### Exercise description
Retype exactly the lines of the material below, from the one containing "2. Observe the inline error." through the last, with both ends kept.

┌──

PR #836, opened 2026-04-05
fix(providers): sync test agent status with rate limit results

### LINKED ISSUE #832: fix(providers): persist rate-limited provider state from Test Agent failures
## Summary
`Providers::TestAgent` can return `error_type: rate_limited`, but it does not always persist that result to `ProviderState`.

## Reproduction
1. Run `Test Agent` for a provider that returns a rate-limit/quota response.
2. Observe the inline error.
3. Check the provider row status or persisted `ProviderState`.

## Expected
A rate-limited test result should update `ProviderState.rate_limited_until` so the row status and future routing decisions stay in sync.

## Actual
The inline message can report rate limiting while the provider state remains available.

### LINKED ISSUE #833: fix(providers): update provider row status in place after successful Test Agent runs
## Summary
Successful `Test Agent` checks clear `ProviderState`, but the Providers page can continue showing a stale status badge until the whole page is refreshed.

## Reproduction
1. Have a provider row showing `Rate Limited`.
2. Click `Test Agent` and get a successful result.
3. Notice the inline success message appears, but the row status can remain stale.

## Expected
The tested provider row should immediately reflect the cleared state without wiping other row-level test results.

└──

### Exercise answer
2. Observe the inline error.
3. Check the provider row status or persisted `ProviderState`.

## Expected
A rate-limited test result should update `ProviderState.rate_limited_until` so the row status and future routing decisions stay in sync.

## Actual
The inline message can report rate limiting while the provider state remains available.

### LINKED ISSUE #833: fix(providers): update provider row status in place after successful Test Agent runs
## Summary
Successful `Test Agent` checks clear `ProviderState`, but the Providers page can continue showing a stale status badge until the whole page is refreshed.

## Reproduction
1. Have a provider row showing `Rate Limited`.
2. Click `Test Agent` and get a successful result.
3. Notice the inline success message appears, but the row status can remain stale.

## Expected
The tested provider row should immediately reflect the cleared state without wiping other row-level test results.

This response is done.